So Jesus cures the curses — all of them — through the cross. We who enter into Jesus through faith in/faithfulness to/trust in Jesus participate in redemption from the curses.
And there is this shift. Before the cross, the curses were against everyone and everything (Gen 3) or against the nation of Israel (Deu 27-28). These were national or group curses.
However, the hanging on a tree curse was highly individualized — and so Jesus suffered an individual curse for all people and the nation of Israel.
To participate in Jesus’ redemptive work is an individual choice. The spiritual Israel is those of the physical Israel with faith in Jesus, plus Gentiles who have faith in Jesus, added by grafting in (Rom 11). We choose whether to have faith individually — one at a time. We are baptized one at a time.

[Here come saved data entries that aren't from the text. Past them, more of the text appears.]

Issue #6459, opened 2023-04-15
CTRL/CMD to disable binding unbinds both sides of the arrow


zsviczian:
https://user-images.githubusercontent.com/14358394/232199548-ee05eef2-f1ab-4589-8baf-9f1355a5e174.mp4

SnorfYang:
https://github.com/excalidraw/excalidraw/blob/b0b23353cfbb2def4bcceabdfbd2f0f3cf6d7f51/src/element/binding.ts#L41-L45

lirbre:
Hey! I just took a look on this bug and I don't know if it's intentional.

Look at this if statement explicitly disabling binding when `event[KEYS.CTRL_OR_CMD]` 

https://github.com/excalidraw/excalidraw/blob/b0b23353cfbb2def4bcceabdfbd2f0f3cf6d7f51/src/components/App.tsx#L2151-L2153

Just by commenting these lines I got the following behavior:

https://user-images.githubusercontent.com/86065449/232356691-9d5532ec-d6e6-4827-961d-3ac7f2abcc17.mp4

lirbre:
Dropped a PR to show the changes that I noticed doing that

SnorfYang:
This is intentional. In the help documentation, Ctrl/CMD disables binding.

dwelle:
Correct, the goal of this issue is not to disable the `cmd/ctrl` behavior, but make sure that if you're dragging a single line end-point while holding `cmd/ctrl`, only the single respective binding is disabled, and the other end is preserved (unlike current behavior where both endings are disabled).

lirbre:
So we should refer to
 https://github.com/excalidraw/excalidraw/blob/c3e8ddaf580f395366ff1fded0c9592a4485c701/src/components/App.tsx#L5470-L5476
 
 `unbindLinearElements` which is unbinding everything.  I'll try to implement countermeasures to this but the way it's currently implemented is intentionally disabling all bindings from the selected element when pressing `cmd/ctrl`.

sjoelee:
@lirbre are you still working on this? @ad1992 @dwelle do you mind if pick this up if @lirbre isn't working on it?

lirbre:
Hey @sjoelee. I'm not! About working on it, I don't really think you need permissions. Give it a shot. :)

PR #7877, opened 2024-04-11
fix: CTRL/CMD & arrow point drag unbinds both sides (#6459)

mtolmacs:
fix https://github.com/excalidraw/excalidraw/issues/6459

This PR fixes not just #6459 but also addresses the related issue of CTRL/CMD & dragging arrow drag points disconnect ALL arrows in the scene.

### Setup
Create two diamonds and two boxes, then connect one diamond to the other diamond via an arrow, followed by connecting one box to the other via another arrow.

### Before
1) Press the CTRL/CMD key and drag the end marker of the arrow connecting the boxes somewhere ✅ 
2) The box previously connected to the end of the arrow is now disconnected ✅ 
3) When the box connected with the start of the arrow is drag moved, it can be seen that the arrow did not remain connected ❌ 
4) When any of the diamonds are drag moved, the arrow connected to them did not remain connected to either of them ❌ 

### After
1) Press the CTRL/CMD key and drag the end marker of the arrow connecting the boxes somewhere ✅ 
2) The box previously connected to the end of the arrow is now disconnected ✅ 
3) When the box connected with the start of the arrow is drag moved, it remains connected to the arrow ✅ 
4) When the box connected with the end of the arrow is drag moved, it remains connected to the arrow ✅ 
5) When any of the diamonds are moved, the arrow remains connected to both of them ✅ 

## Refactor
In this PR I also propose a function rename in `element/binding.ts`, specifically the `unbindLinearElements` to `filterBindingElementsAndPossiblyUnbind` in order to better reflect what the actual function does. Please let me know if this is inappropriate or need to be proposed in another context.

### DIFF
--- a/packages/excalidraw/actions/actionFlip.ts
+++ b/packages/excalidraw/actions/actionFlip.ts
@@ -14,7 +14,7 @@ import { getCommonBoundingBox } from "../element/bounds";
 import {
   bindOrUnbindSelectedElements,
   isBindingEnabled,
-  unbindLinearElements,
+  filterBindingElementsAndPossiblyUnbind,
 } from "../element/binding";
 import { updateFrameMembershipOfSelectedElements } from "../frame";
 import { flipHorizontal, flipVertical } from "../components/icons";
@@ -124,7 +124,7 @@ const flipElements = (
 
   isBindingEnabled(appState)
     ? bindOrUnbindSelectedElements(selectedElements, app)
-    : unbindLinearElements(selectedElements, elementsMap);
+    : filterBindingElementsAndPossiblyUnbind(selectedElements, elementsMap);
 
   return selectedElements;
 };
--- a/packages/excalidraw/actions/actionFlip.ts
+++ b/packages/excalidraw/actions/actionFlip.ts
@@ -14,7 +14,7 @@ import { getCommonBoundingBox } from "../element/bounds";
 import {
   bindOrUnbindSelectedElements,
   isBindingEnabled,
-  filterBindingElementsAndPossiblyUnbind,
+  unbindLinearElements,
 } from "../element/binding";
 import { updateFrameMembershipOfSelectedElements } from "../frame";
 import { flipHorizontal, flipVertical } from "../components/icons";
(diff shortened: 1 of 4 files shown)


dwelle:
Hey, sorry for the delay.

Works great, except there's one regression we don't have a test for, which is when an arrow is bound (from either side, or both sides) and you start dragging it and then hold cmd/ctrl, it should unbound both ends on release. In this PR it keeps the bindings.

I'd use the opportunity and rewrite the related binding helpers as it's unclear what the difference between `bindOrUnbindSelectedElements` and `filterBindingElementsAndPossiblyUnbind` is (when to use what and what are the nuances). I'd likely aim at making them (more) stateless.

A few notes:

The `filterBindingElementsAndPossiblyUnbind` relies on the (un)binding to have been done upstream before it's called, largely obviating its purpose.

We're also relying on `state.selectedLinearElement` being set to decide whether to bind/unbind in certain interactions, which makes the behavior differ based on whether we already have a selected arrow and move it, or we move it right during selection (i.e. we don't release the initial `pointerdown`), which can result in a different behavior in each case (can't repro rn but I dimly recall there was one bug connected to it; will have to double check).

mtolmacs:
Hi @dwelle,

I've fixed the regression where CTRL/CMD + arrowshaft dragging still keeps the arrow connected.

Refactoring seems more complex around the binding logic. Merging `bindOrUnbindSelectedElements ` and `unbindLinearElements` (`filterBindingElementsAndPossiblyUnbind` in my previous commits ) would be possible, but I believe it would make the code significantly less readable. `bindOrUnbindSelectedElements` searches for binding candidates, while `unbindLinearElements` breaks bindings, so the merged function would have 3 level deep branching, which would be harder to follow.

Given that there are more complex refactoring opportunities around binding than just these two helpers, I reverted the helper rename and I would like to focus on fixing the remaining regressions exclusively in this PR, leaving the larger refactor for another PR.

Regarding your notes, hopefully the latter case is not affected as the regression fix is entirely in the scope of the single helper `unbindLinearElements`, which is not called from anywhere else (except `actionFlip.ts` but that doesn't seem to be affected).

As for whether `unbindLinearElements` is superfluous, now it's actually does the heavy lifting of fixing the regression, so until a bigger refactor comes around I'd keep it.

Let me know if this answers all questions and addresses all issues related to #6459

dwelle (approved):

dwelle:
Yeah, as discussed async we'll spec up the redesign and do the larger refactor/rewrite then.

As for the issue at hand, that is fixed, and I didn't notice any regressions. So we're good to go, thanks! 👍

But we believe and are baptized into the Kingdom — a nation — which is blessed as a community. It’s the Kingdom that is elect. It is the Kingdom for whom the new covenant was made. (We greatly distort much of Paul by taking words he borrows from the OT regarding Israel as a nation — such as “election” — and apply these words individualistically.)
The Western mindset is highly individualistic. We have a “personal relationship” with Jesus. We attend the church of our choice. We see Christianity as being about our individual relationship with Jesus and God and the Spirit.
And, admittedly, there is certainly truth in this — but it’s a badly incomplete truth. We also are added to a community, a nation, a Kingdom that God has a relationship with in a community sense. The church isn’t just the set of all individually saved people. Rather, we are individually saved by being added to the saved community, nation, and Kingdom.
This is is one of many reasons that God so insists on Christian unity. His mission to redeem the world cannot be accomplished by individuals acting solely as individuals. There is power and strength in community. There are efficiencies and economies that can only be attained in groups — and these things matter very much to God.
Not only do we need each other to support and encourage each other, the work we’ve been given is too big, too important to take on individually.
This is why the NT refers to the church as a temple for the Holy Spirit. A temple can only exist if the stones are all very tightly joined together. In fact, the Temple in Jerusalem was built with stones carved with such precision that they fit together without mortar. And our walk on earth with Jesus is a time of being fitted for the temple, that is, being shaped by God to so precisely join with our brothers and sisters that no mortar is needed.